Take each line from the material below that includes the string "instead" and copy it.

▼▼▼

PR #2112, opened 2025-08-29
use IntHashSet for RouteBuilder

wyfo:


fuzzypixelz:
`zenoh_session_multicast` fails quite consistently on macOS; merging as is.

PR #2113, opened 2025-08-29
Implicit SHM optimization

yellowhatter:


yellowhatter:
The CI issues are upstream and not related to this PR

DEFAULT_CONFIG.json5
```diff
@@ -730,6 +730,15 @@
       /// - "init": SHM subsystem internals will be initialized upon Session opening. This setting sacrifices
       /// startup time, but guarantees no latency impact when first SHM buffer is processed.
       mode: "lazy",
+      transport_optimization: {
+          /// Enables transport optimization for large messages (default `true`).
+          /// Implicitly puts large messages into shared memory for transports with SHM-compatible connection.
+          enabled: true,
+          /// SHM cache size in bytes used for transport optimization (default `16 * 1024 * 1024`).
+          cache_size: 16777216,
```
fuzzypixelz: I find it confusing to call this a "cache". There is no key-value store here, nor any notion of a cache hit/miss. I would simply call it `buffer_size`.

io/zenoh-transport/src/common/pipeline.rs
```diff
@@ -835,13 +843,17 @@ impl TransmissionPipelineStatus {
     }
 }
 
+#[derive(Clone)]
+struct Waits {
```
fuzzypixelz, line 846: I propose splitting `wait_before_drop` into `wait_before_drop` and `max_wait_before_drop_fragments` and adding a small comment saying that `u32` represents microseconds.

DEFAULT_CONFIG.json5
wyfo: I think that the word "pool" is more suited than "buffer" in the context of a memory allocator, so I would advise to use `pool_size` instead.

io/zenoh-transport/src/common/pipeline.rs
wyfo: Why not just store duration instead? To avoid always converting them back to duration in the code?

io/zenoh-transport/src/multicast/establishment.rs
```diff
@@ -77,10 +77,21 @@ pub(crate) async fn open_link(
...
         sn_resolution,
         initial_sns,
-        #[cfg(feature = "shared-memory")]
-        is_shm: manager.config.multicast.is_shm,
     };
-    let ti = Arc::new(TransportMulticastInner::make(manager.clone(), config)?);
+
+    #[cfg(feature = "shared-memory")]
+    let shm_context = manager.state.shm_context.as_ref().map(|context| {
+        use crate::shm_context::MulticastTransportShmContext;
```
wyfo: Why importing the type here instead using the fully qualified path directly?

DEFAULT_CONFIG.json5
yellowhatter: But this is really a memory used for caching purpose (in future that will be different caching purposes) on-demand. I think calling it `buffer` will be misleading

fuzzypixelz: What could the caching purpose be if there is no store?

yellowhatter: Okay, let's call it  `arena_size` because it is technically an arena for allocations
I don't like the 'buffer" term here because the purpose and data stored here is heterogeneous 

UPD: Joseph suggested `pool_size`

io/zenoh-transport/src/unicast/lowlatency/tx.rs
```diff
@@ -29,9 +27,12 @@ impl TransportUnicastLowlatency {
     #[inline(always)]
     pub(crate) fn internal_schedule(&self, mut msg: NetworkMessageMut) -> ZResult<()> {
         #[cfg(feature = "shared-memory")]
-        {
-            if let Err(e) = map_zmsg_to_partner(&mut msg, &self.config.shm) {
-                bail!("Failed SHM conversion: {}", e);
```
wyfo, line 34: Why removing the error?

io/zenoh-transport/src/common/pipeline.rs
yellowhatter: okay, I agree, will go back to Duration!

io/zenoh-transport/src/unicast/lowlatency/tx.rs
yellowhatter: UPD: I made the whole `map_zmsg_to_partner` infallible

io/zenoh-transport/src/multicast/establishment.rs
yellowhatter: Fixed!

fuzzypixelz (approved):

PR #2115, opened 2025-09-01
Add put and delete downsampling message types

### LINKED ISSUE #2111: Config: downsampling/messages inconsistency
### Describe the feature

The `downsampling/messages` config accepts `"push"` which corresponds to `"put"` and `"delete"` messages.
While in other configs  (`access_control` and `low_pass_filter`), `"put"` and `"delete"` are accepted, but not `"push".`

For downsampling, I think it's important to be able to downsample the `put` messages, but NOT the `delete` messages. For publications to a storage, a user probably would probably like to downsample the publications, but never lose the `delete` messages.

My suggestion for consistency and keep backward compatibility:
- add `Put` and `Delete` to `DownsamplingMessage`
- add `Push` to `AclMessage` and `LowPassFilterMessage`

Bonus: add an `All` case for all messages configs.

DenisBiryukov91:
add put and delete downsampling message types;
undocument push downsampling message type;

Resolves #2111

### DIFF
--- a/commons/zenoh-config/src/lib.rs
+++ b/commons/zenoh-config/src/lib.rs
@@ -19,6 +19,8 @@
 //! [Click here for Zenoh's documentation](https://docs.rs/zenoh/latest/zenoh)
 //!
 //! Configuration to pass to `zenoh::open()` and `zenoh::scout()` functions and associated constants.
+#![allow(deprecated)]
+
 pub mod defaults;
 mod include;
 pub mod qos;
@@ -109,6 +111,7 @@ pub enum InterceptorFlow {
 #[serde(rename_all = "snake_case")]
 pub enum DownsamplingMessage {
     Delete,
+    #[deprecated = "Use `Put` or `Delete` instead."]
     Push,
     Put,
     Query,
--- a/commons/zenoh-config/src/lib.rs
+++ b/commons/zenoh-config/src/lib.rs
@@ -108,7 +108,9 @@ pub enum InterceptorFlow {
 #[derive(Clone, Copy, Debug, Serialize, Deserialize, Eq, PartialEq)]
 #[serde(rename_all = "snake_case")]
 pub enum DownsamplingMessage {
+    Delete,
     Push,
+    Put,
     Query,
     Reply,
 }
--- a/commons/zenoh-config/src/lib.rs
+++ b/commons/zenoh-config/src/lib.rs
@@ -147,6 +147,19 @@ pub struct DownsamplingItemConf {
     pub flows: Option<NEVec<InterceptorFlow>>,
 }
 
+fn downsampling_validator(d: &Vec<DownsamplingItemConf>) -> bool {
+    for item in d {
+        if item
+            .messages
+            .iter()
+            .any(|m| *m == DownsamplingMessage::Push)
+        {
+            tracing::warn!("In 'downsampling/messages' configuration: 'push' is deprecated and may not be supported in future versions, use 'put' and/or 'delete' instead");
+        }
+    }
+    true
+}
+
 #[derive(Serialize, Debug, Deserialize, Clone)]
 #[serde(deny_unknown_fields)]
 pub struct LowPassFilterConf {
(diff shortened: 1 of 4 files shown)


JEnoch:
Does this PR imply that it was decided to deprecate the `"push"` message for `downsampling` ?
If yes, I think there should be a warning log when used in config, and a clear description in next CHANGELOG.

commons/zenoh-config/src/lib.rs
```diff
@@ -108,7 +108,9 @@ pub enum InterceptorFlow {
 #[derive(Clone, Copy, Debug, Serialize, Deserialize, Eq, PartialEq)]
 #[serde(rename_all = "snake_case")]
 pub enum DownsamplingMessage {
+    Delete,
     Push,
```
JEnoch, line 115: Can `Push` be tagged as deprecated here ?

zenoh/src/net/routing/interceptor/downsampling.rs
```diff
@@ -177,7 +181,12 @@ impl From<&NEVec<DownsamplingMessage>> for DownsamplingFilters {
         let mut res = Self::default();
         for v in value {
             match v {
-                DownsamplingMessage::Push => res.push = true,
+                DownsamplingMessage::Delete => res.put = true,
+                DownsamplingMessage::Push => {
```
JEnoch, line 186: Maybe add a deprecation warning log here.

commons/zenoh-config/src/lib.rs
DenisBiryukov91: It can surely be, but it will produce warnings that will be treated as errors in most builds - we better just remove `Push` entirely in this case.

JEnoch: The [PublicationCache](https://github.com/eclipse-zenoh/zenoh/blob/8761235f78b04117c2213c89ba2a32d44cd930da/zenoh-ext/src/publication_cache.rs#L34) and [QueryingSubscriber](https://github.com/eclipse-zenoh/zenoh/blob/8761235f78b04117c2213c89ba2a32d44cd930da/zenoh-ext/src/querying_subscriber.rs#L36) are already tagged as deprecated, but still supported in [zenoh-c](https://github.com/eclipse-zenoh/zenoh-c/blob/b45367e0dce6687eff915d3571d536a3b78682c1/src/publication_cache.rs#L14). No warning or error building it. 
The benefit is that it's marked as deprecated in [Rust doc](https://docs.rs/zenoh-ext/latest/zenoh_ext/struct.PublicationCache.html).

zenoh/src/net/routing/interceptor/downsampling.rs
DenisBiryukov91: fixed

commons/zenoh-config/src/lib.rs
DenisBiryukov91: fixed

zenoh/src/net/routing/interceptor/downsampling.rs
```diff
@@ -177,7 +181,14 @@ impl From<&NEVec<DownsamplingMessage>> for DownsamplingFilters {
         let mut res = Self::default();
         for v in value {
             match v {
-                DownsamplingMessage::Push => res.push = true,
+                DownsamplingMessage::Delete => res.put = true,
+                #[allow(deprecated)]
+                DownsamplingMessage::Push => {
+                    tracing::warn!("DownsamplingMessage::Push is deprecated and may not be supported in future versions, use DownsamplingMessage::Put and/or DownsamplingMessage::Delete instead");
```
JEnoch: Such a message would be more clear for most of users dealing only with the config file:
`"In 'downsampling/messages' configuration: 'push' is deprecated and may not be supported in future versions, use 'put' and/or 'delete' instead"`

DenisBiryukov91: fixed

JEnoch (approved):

▲▲▲

= Task response =
wyfo: I think that the word "pool" is more suited than "buffer" in the context of a memory allocator, so I would advise to use `pool_size` instead.
wyfo: Why not just store duration instead? To avoid always converting them back to duration in the code?
wyfo: Why importing the type here instead using the fully qualified path directly?
+    #[deprecated = "Use `Put` or `Delete` instead."]
+            tracing::warn!("In 'downsampling/messages' configuration: 'push' is deprecated and may not be supported in future versions, use 'put' and/or 'delete' instead");
+                    tracing::warn!("DownsamplingMessage::Push is deprecated and may not be supported in future versions, use DownsamplingMessage::Put and/or DownsamplingMessage::Delete instead");
`"In 'downsampling/messages' configuration: 'push' is deprecated and may not be supported in future versions, use 'put' and/or 'delete' instead"`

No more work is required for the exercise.